Remember these pictures? .. http://www.rims.net/PamelasCritters/

This is my friend, Pamela, and all her rescues at that time.

She has now taken in 10 more llamas who were being sold at auction and were being bid upon by a man who was going to buy the llamas for a "shoot". Said llamas would have been turned loose in a field and gunned down by "sportsmen". My friend, Pamela, outbid this guy and bought the llamas. Sadly, she cannot really afford to feed these additional llamas now that the cost of animal food has gone up so steeply.

If you can find it in your heart to donate any amount of money towards the care and feeding of these llamas as well as the other birds and animals in Pamela's care, it would be greatly appreciated.

While Pamela is a long time friend of mine, she is now also a friend of our member, Charis, who can also vouch for the validity of Pamela's rescues.

If you can help with any funds at all, please mark them for Merciful Maiden and PayPal them to either Charis at [email protected] or to me at [email protected]. All donations will promptly make their way to Pamela.

Members, this is a very, very real situation that needs help. Please help if you can.

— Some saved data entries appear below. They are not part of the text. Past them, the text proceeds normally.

PR #971, opened 2023-06-08
Fix sonar bugs

fmarco76:
Change in `AVA` class:
    - remove not possible `throws` exception
    - check number of byte read from InputStream
    - Use UTF8 standard charset

Change in `PK11Token` class:
    - Override `hashCode()` since `equals()` is override
    - Remove useless assignment
    - Refactor method `generateRequest(String, int, String, byte[], byte[], byte[])`
    - Removed `catch` without logic
    - Remove `throws` exeception of subclasses when the parent is thrown


base/src/main/java/org/mozilla/jss/netscape/security/x509/AVA.java
```diff
@@ -131,17 +131,16 @@ public AVA(InputStream in) throws IOException {
         try {
             // convert from UTF8 bytes to java string then parse it.
             byte[] buffer = new byte[in.available()];
-            in.read(buffer);
-
-            Charset charset = Charset.forName("UTF-8");
-            CharsetDecoder decoder = charset.newDecoder();
-
-            CharBuffer charBuffer = decoder.decode(ByteBuffer.wrap(buffer));
+            if (in.read(buffer) > 0) {
```
edewata, line 134: If the stream has reached EOF should we throw an exception instead of letting to `AVA` object be created with empty `oid` and `value`?

edewata (approved):
I have one question but feel free to merge since it seems to be an existing issue.

base/src/main/java/org/mozilla/jss/netscape/security/x509/AVA.java
fmarco76: I am not sure if an empty AVA should exist. If it shouldn't then we should verify EOF is not reached but also the bytes contained in the buffer.
However, in this PR I would not change the logic, if it is the case we can open an issue and fix in a separate PR.

edewata: Yeah, I think an empty `AVA` should not exist (especially if it's caused by EOF) since it's probably unusable anyway. It might be better to convert this constructor into a factory method. We can address this separately.

fmarco76:
@edewata Thanks!

PR #972, opened 2023-06-23
Add IPs address to the session

fmarco76:
The SSLEngine session "JSSSession" has been extended to container the IP addresses of the client and the server. These are used for the audit and have not other use in the protocol. By design the SSLEngine should be unaware of the underlying communication but this is need to keep the original audit format required for the certification.

### DIFF
--- a/base/src/main/java/org/mozilla/jss/ssl/javax/JSSEngineReferenceImpl.java
+++ b/base/src/main/java/org/mozilla/jss/ssl/javax/JSSEngineReferenceImpl.java
@@ -1262,9 +1262,10 @@ public class JSSEngineReferenceImpl extends JSSEngine {
             }
         } while (this_src_write != 0 || this_dst_write != 0);
 
-        if (seen_exception == false && ssl_exception == null) {
-            ssl_exception = checkSSLAlerts();
-            seen_exception = (ssl_exception != null);
+        SSLException checkException = checkSSLAlerts();
+        if (checkException != null && !seen_exception) {
+            ssl_exception = checkException;
+            seen_exception = true;
         }
 
         // Before we return, check if an exception occurred and throw it if
--- a/base/src/main/java/org/mozilla/jss/ssl/javax/JSSEngineReferenceImpl.java
+++ b/base/src/main/java/org/mozilla/jss/ssl/javax/JSSEngineReferenceImpl.java
@@ -968,7 +968,7 @@ public class JSSEngineReferenceImpl extends JSSEngine {
             }
 
             debug("JSSEngine: Got inbound alert: " + event);
-
+            event.setEngine(this);
             // Fire inbound alert prior to raising any exception.
             fireAlertReceived(event);
 
@@ -991,7 +991,7 @@ public class JSSEngineReferenceImpl extends JSSEngine {
             }
 
             debug("JSSEngine: Got outbound alert: " + event);
-
+            event.setEngine(this);
             // Fire outbound alert prior to raising any exception. Note that
             // this still triggers after this alert is written to the output
             // wire buffer.
--- a/base/src/main/java/org/mozilla/jss/ssl/javax/JSSSession.java
+++ b/base/src/main/java/org/mozilla/jss/ssl/javax/JSSSession.java
@@ -1,16 +1,23 @@
 package org.mozilla.jss.ssl.javax;
 
-import java.lang.AutoCloseable;
-import java.security.cert.Certificate;
-import javax.security.cert.X509Certificate;
 import java.security.Principal;
+import java.security.cert.Certificate;
 import java.util.HashMap;
 
-import javax.net.ssl.*;
+import javax.net.ssl.SSLPeerUnverifiedException;
+import javax.net.ssl.SSLSession;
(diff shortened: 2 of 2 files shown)


fmarco76:
@edewata there are several missing dependencies during the build but I have not done any change on that. Are they related to the update done for _Packit_?

ckelleyRH:
> @edewata there are several missing dependencies during the build but I have not done any change on that. Are they related to the update done for _Packit_?

Yes there is no `pki` build in the COPR at the minute (I'm working on it now). Interestingly, yours fails for the `tomcat` dependencies, and they are there :thinking:

fmarco76:
> yours fails for the `tomcat` dependencies,

This is strange. I have modified dependencies on `tomcatjss` but not here. It is better to verify what is the problem when the other problem are fixed

base/src/main/java/org/mozilla/jss/ssl/javax/JSSSession.java
```diff
@@ -315,4 +325,21 @@ public int getPeerPort() {
...
+        this.localAddr = localAddr;
+    }
+
+    public String getRemoteAddr() {
+        return remoteAddr;
+    }
+
+    public void setRemoteAddr(String remoteAddr) {
+        this.remoteAddr = remoteAddr;
+    }
```
edewata, line 343: The class already has a `peerHost`. Should we just use that instead of adding a `remoteAddr`?

fmarco76: > The class already has a `peerHost`. Should we just use that instead of adding a `remoteAddr`?

The peerHost contains the hostname of the client and is assigned by [JSSEngine](https://github.com/dogtagpki/jss/blob/60ef42cb76dc85d922a7677943f17b7afe302e6e/base/src/main/java/org/mozilla/jss/ssl/javax/JSSEngine.java#L241). The audit has the IP addresses of client and server.

fmarco76:
Additionally, the handshake failure would not fire the audit event because there was not invocation of `checkSSLAerts()` in case of an exception was caught during the unwrap. 
Therefore the invocation of the check has been moved in order to be verified independently of the exceptions.

ladycfu (approved):
Nice catch for the missing checkSSLAlerts() call!

base/src/main/java/org/mozilla/jss/ssl/javax/JSSSession.java
edewata: @ladycfu Do we need to capture IP addresses specifically, or are hostnames fine too?

ladycfu: the current version of pp says we are allowed to provide at least one of  [IP Address, FQDN, user FQDN, or cert DN], however it also added that in the future, they will all be required.

base/src/main/java/org/mozilla/jss/ssl/javax/JSSEngineReferenceImpl.java
```diff
@@ -1262,9 +1262,10 @@ public SSLEngineResult unwrap(ByteBuffer src, ByteBuffer[] dsts, int offset, int
...
         } while (this_src_write != 0 || this_dst_write != 0);
 
-        if (seen_exception == false && ssl_exception == null) {
-            ssl_exception = checkSSLAlerts();
-            seen_exception = (ssl_exception != null);
+        SSLException checkException = checkSSLAlerts();
+        if (checkException != null && !seen_exception) {
+            ssl_exception = checkException;
+            seen_exception = ssl_exception != null;
         }
```
edewata, line 1269: I'm not really familiar with this code, but it looks like the original code would check for SSL alerts then stop checking once it has seen an exception, and the new code will always check for SSL alerts but discard all exceptions after the first one. Is that the intended change?

I think the new code can be simplified like this:
```
SSLException checkException = checkSSLAlerts();
if (checkException != null && !seen_exception) {
    ssl_exception = checkException;
    seen_exception = true;
}
```

edewata (approved):
I have one question due to a possible redundancy, but no objections if that's required to fix the issue. I'll defer to @ladycfu and @jmagne for merging. I suppose the more critical changes are in [tomcatjss/pull/73](https://github.com/dogtagpki/tomcatjss/pull/73).

base/src/main/java/org/mozilla/jss/ssl/javax/JSSEngineReferenceImpl.java
fmarco76: > I'm not really familiar with this code, but it looks like the original code would check for SSL alerts then stop checking once it has seen an exception, and the new code will always check for SSL alerts but discard all exceptions after the first one. Is that the intended change?

The problem with the previous code was that if an exception raise [here](https://github.com/dogtagpki/jss/blob/e22202201397a282a486a46454afc74ca6dc726d/base/src/main/java/org/mozilla/jss/ssl/javax/JSSEngineReferenceImpl.java#L1259) the method `checkSSLAlerts()` is never invoked and TLS alerts are not propagated (and audit are not written). With this change it is invoked in any case but the first error is reported.

PR #975, opened 2023-07-31
Import Tomcat JSS project

edewata:
To simplify package maintenance, the code from Tomcat JSS master branch has been imported into `tomcat` and `tomcat-9.0` modules which will be distributed as `jss-tomcat` RPM package:
https://github.com/edewata/jss/blob/tomcatjss/docs/changes/v5.5.0/Packaging-Changes.adoc

Later PKI will need to be updated to depend on `jss-tomcat` instead of `tomcatjss`, then `tomcatjss` can be deprecated.


ckelleyRH (approved):
LGTM!

edewata:
@ckelleyRH Thanks!

PR #1022, opened 2024-08-20
Workaround for SSL events in JSSEngine

edewata:
Currently `JSSEngine` does not generate SSL events although it seems to receive the alerts from NSS.

As a temporary workaround, the `SSLFDProxy` has been updated to keep a list of SSL socket listeners, then `JSSEngine` will add a listener into it. When NSS generates an SSL event, it will be passed to `SSLFDProxy` listeners directly, then eventually to `JSSEngine` listeners as well.

The code that creates the SSL event in `JSS_NSS_addSSLAlert()` has been moved into `JSS_NSS_createSSLAlert()` so it can be reused.

**Note:** This PR is needed by https://github.com/dogtagpki/pki/pull/4832

### DIFF
--- a/base/src/main/java/org/mozilla/jss/nss/SSLFDProxy.java
+++ b/base/src/main/java/org/mozilla/jss/nss/SSLFDProxy.java
@@ -1,21 +1,29 @@
 package org.mozilla.jss.nss;
 
 import java.util.ArrayList;
+import java.util.List;
 
 import org.mozilla.jss.crypto.X509Certificate;
 import org.mozilla.jss.pkcs11.PK11Cert;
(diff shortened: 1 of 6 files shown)


edewata:
@fmarco76 Thanks for the investigation. Please see PR #1023. I've updated the test to include self-signed user cert. It shows some inconsistencies between the two socket factories.

edewata:
@fmarco76 Please see PR #1024. I've moved some of the changes here into that PR to make it easier to investigate SSL alert issues later.

edewata:
The missing alerts are addressed in PR #1029. Closing this PR.

PR #1024, opened 2024-08-28
Update SSLFDProxy to implement SSLSocketListener

edewata:
Previously `SSLFDProxy.c` was accessing the fields in `SSLFDProxy` class directly using JNI to update `handshakeComplete` and add SSL alert events into `inboundAlerts` and `outboundAlerts`.

To make it easier to investigate SSL alert issues, `SSLFDProxy` has been updated to implement `SSLSocketListener` then `SSLFDProxy.c` will call `SSLSocketListener` methods to perform the above operations.


fmarco76 (approved):
LGTM

edewata:
@fmarco76 Thanks!

siteshwar:
You may also want to remove `JSS_NSS_getEventArrayList()` function with this change as it is not used anymore. It was found through https://openscanhub.fedoraproject.org/task/7775/log/added.html.

fmarco76:
@siteshwar Thanks for the notification. I have opened a PR to remove the method.

PR #1026, opened 2024-10-14
Remove the unused method JSS_NSS_getEventArrayList()

fmarco76:
The method was used to get SSLSoecketEvent but the mechanism has been modified in the following commit and this is method is not used.

Update SSLFDProxy to implement SSLSocketListener (0f352ecb0848ff549cf6bc255d102e1077bb1eaa)

The problem has been identified and reported as side effect of PR #1024 by @siteshwar


edewata (approved):
LGTM

fmarco76:
@edewata @siteshwar Thanks!

siteshwar:
If you may be interested in full list of findings from OpenScanHub, they can be seen through https://openscanhub.fedoraproject.org/task/9062/log/jss-5.6.0-0.20240903212537552344.pr1025.70.g73a48869/scan-results.html.

Alternatively, please review `osh-diff-scan` job for each pull request. For example https://github.com/dogtagpki/jss/pull/1022/checks?check_run_id=29079267242.

Thank you for looking into this!

PR #1029, opened 2025-02-12
Fix missing SSL Alert

fmarco76:
When trust manager fails to validate the certificate the generated SSL exception does not trigger any alert. To fix the problem the SSL alert are always verified during the wrap operation.


edewata (approved):
Nice, thanks! I've closed PR #1022.

fmarco76:
@edewata Thanks!

PR #1030, opened 2025-02-13
Update PKCS11Constants.java

edewata:
The `build_pkcs11_constants.py` has been updated to no longer exclude constants introduced in NSS 3.97 since newer NSS versions are available on all supported platforms.


fmarco76 (approved):
LGTM

PR #1031, opened 2025-02-13
Fix tomcat CI

fmarco76:
The TLS 1.2 is supported and enabled in the crypto policy so it is enabled in tomcat by default.


edewata (approved):
LGTM. If you have a link to the site policy or doc about this could you add it as a comment? Thanks.

fmarco76:
@edewata Thanks!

I'm trying to get Pamela a website going but just haven't had the time .. here's the pitiful effort to date: http://www.rims.net/Maiden.htm

Terry


----------



## Charis (Feb 11, 2007)

Oregon mountians have had so much snow... 200% more than average. More is expected tomorrow. There is nothing for the Llamas to graze on and so they must be supported with hay and some grain. I think it costs about $25. a month to feed a Llama during the winter months. Either Terry or myself will confirm that amount tomorrow.
For those members that want to contribute, consider sponsoring a Llama for a month or half of month. [ No ill will be held toward members that don't participate.]


----------



## KIPPY (Dec 18, 2003)

*



llamas who were being sold at auction and were being bid upon by a man who was going to buy the llamas for a "shoot". Said llamas would have been turned loose in a field and gunned down by "sportsmen".QUOTE]

Click to expand...

*


> Why can we not get these people their very own Island, deserted of all life form (they would just kill it anyway) and ship them there. That just makes me mad.
> 
> 
> 
> I only know how to do paypal through ebay.


----------



## philodice (Sep 30, 2007)

I don't know how to paypal without a link. Can she maybe put a link to use paypal on that merciful maiden page?


----------



## Charis (Feb 11, 2007)

https://www.paypal.com/us/cgi-bin/webscr?cmd=_login-run

I think the above is the correct link.


----------



## maryjane (Jul 15, 2006)

KIPPY said:


> *
> 
> 
> 
> ...


----------



## KIPPY (Dec 18, 2003)

Do you guys have a direct link to make a payment to you through paypal?
I went to that one link and it just takes you to personal info of myself. I go blank after that .......I only know ebay and it takes you to the payment page to the seller.


----------



## TAWhatley (Mar 6, 2001)

Stand by for some additional information and options for how to help with this situation. I need a little bit to get the new info organized but will have it ready soon!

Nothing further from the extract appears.